In the listing that follows, copy out each line that includes the word "alive".
MATERIAL FOR THE TASK START
Issue #108, opened 2015-06-29
Make optional dependencies optional


kmpeters:
There are a number of EPICS modules that are useful but not required for areaDetector IOCs.  An example of this is devIocStats, which was proposed in issue #103.  These optional modules should be added to ADCore in such a way that that they are easily included if available.  The omission of these modules should not break the ADCore build.

MarkRivers:
This has been done in R2-3.

PR #109, opened 2015-06-29
Optionally include useful modules

kmpeters:
Fixes issue #108


MarkRivers:
I think perhaps sscan and calc belong in the same category as devIocStats and alive.  calc is only needed for sseq, and sscan is only needed if scanning capability is desired.  commonDriverMakefile could be changed accordingly.

I don't like creating a new "extra.db".  It means that all IOC st.cmd files would need to be edited to include it if I want to use devIocStats, which I do. I think commonPlugins.cmd should be changed to add comment lines saying that the optional SSCAN module is required to use that command.  Users are going to need to edit extra.cmd anyway because they won't have "alive", for example, make it simpler and edit commonPlugins.cmd instead.

MarkRivers:
Your indentation in commonDriverMakefile is not consistent with the rest of the file.  It looks like perhaps you used tab characters?  Please do not use tab characters in any files (except Makefile rules, where they are required).

ulrikpedersen:
I'm all in favour of a "lean" basic build - with a couple of options to enable a more complex build if this is desired. However, when the number of options grow, the test-matrix for the maintainers also grow as we (ideally) need to ensure every conceivable combination of options will work (build and run). We can expand our build matrix of course, but I feel we may need to consider alternatives...

Perhaps this is a topic which is a bit beyond this particular PR (and it's just a crazy idea), but how about moving all IOC related stuff out of ADCore and into a separate repo? Then we can keep ADCore as a lean software library and not littered with various IOC configuration files. That way we only have a single (or maybe two) build configuration of the core libraries - and a separate "ADIOCs" repo with the more complex configurations for building IOCs with a whole host of optional dependencies... This idea sort of follows on with what we started when splitting areaDetector drivers apart.

As mentioned, this is just a crazy thought and is not intended to hold up the work ongoing with this PR... :smiley:

kmpeters:
> Your indentation in commonDriverMakefile is not consistent with the rest of the file. It looks like perhaps you used tab characters?

I corrected the indentation.  The lines were copied from xxx/xxxApp/src/Makefile, which uses tabs for indentation.  I failed to notice the mismatch.

> I don't like creating a new "extra.db". It means that all IOC st.cmd files would need to be edited to include it if I want to use devIocStats, which I do.

I moved the content of extra.cmd to commonPlugins.cmd

> I think commonPlugins.cmd should be changed to add comment lines saying that the optional SSCAN module is required to use that command.

I modified the comments.

kmpeters:
> Perhaps this is a topic which is a bit beyond this particular PR (and it's just a crazy idea), but how about moving all IOC related stuff out of ADCore and into a separate repo? Then we can keep ADCore as a lean software library and not littered with various IOC configuration files. That way we only have a single (or maybe two) build configuration of the core libraries - and a separate "ADIOCs" repo with the more complex configurations for building IOCs with a whole host of optional dependencies... This idea sort of follows on with what we started when splitting areaDetector drivers apart.

I think this is an excellent idea.  It would make it much easier to fork the IOC code and include site-specific modules.

MarkRivers:
> and a separate "ADIOCs" repo with the more complex configurations

I have thought of this. It could just be ADSimDetector, just another detector repository. 

The question then becomes where do we put commonDriverMakefile and commonPlugins.cmd?  In ADSimDetector?  In ADCore?  

Mark

ulrikpedersen:
Great! :smile: I was halfway expecting to be booed out with this suggestion!

> I have thought of this. It could just be ADSimDetector, just another detector repository.

That sounds fine to me. I don't actually mind whether the simDetector driver goes in either ADCore or the new IOC repository. My main concern is just that all the IOC-related configurations live in a separate repo.

> The question then becomes where do we put commonDriverMakefile and commonPlugins.cmd?  In ADSimDetector?  In ADCore?

Well, as the commonDriverMakefile is really only used to building IOCs, I would suggest putting it in the new IOC module as well. The idea is to keep ADCore as lean as possible so that the only interface it publish to other developers are include files, libraries and plugin screens (as the basic plugins are part of ADCore).

prjemian:
+1 for the separate IOC repo

Can this separate IOC repo also simplify the user question I hear: 
"Where are the XML files I need to modify for the HDF5 plugin?"

Pete

MarkRivers:
Your pull request still has extra.cmd being loaded from st.cmd.  That should be removed?

MarkRivers:
I manually made most of these changes.  The only change I did not do was the one to st.cmd.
MATERIAL FOR THE TASK END
(RESULT):
I think perhaps sscan and calc belong in the same category as devIocStats and alive.  calc is only needed for sseq, and sscan is only needed if scanning capability is desired.  commonDriverMakefile could be changed accordingly.
I don't like creating a new "extra.db".  It means that all IOC st.cmd files would need to be edited to include it if I want to use devIocStats, which I do. I think commonPlugins.cmd should be changed to add comment lines saying that the optional SSCAN module is required to use that command.  Users are going to need to edit extra.cmd anyway because they won't have "alive", for example, make it simpler and edit commonPlugins.cmd instead.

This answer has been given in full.